_Your instructions_
Retype, without alteration, each line from the line containing "Ensure subscriptions always" to the final line of the records.

[Stored data]
PR #2380, opened 2020-06-23
Ensure subscriptions always unsubscribe as required

jacogr:
Part of #2368 

There is an issue where it does not (on derives being very apparent) close properly on single-shot results. Not only single-shot, but all subscriptions never fired unsubscribe over the wire. (After the swap to string ids for subscriptions this snuck in)

### DIFF
--- a/CHANGELOG.md
+++ b/CHANGELOG.md
@@ -2,6 +2,7 @@
 
 ## 1.21.0-beta.x
 
+- Fix subscriptions never unsubscribing after the id type swap in 1.18.1
 - Promise API will default to using `getStorage` on non-subscription calls, reducing RPC overhead
 
 ## 1.20.1 Jun 22, 2020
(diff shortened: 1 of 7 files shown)


jacogr:
cc @dillu24 This fixes the root cause that snuck in in 1.18 - nothing was ever unsubscribed. So once merged (1.21.0-beta.2), would appreciate a look. It will do the right thing now even on derives (those actually acted as the explicit testcase).

Will have a 1.21 later today with this included (there is a signed extension change that needs to go ASAP as well)

dillu24:
@jacogr I tried to run the latest beta (1.21.0-beta.3) and ran into this problem:

image

jacogr:
Weird... tested it all though staking on the apps UI. Ok, will take a peek, sorry for that.

dillu24:
@jacogr I am currently running my API server on a VM, it seems that memory is being released successfully so far.

Will leave it running and let you know of any issues.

_Task result_
Ensure subscriptions always unsubscribe as required

jacogr:
Part of #2368 

There is an issue where it does not (on derives being very apparent) close properly on single-shot results. Not only single-shot, but all subscriptions never fired unsubscribe over the wire. (After the swap to string ids for subscriptions this snuck in)

### DIFF
--- a/CHANGELOG.md
+++ b/CHANGELOG.md
@@ -2,6 +2,7 @@
 
 ## 1.21.0-beta.x
 
+- Fix subscriptions never unsubscribing after the id type swap in 1.18.1
 - Promise API will default to using `getStorage` on non-subscription calls, reducing RPC overhead
 
 ## 1.20.1 Jun 22, 2020
(diff shortened: 1 of 7 files shown)


jacogr:
cc @dillu24 This fixes the root cause that snuck in in 1.18 - nothing was ever unsubscribed. So once merged (1.21.0-beta.2), would appreciate a look. It will do the right thing now even on derives (those actually acted as the explicit testcase).

Will have a 1.21 later today with this included (there is a signed extension change that needs to go ASAP as well)

dillu24:
@jacogr I tried to run the latest beta (1.21.0-beta.3) and ran into this problem:

image

jacogr:
Weird... tested it all though staking on the apps UI. Ok, will take a peek, sorry for that.

dillu24:
@jacogr I am currently running my API server on a VM, it seems that memory is being released successfully so far.

Will leave it running and let you know of any issues.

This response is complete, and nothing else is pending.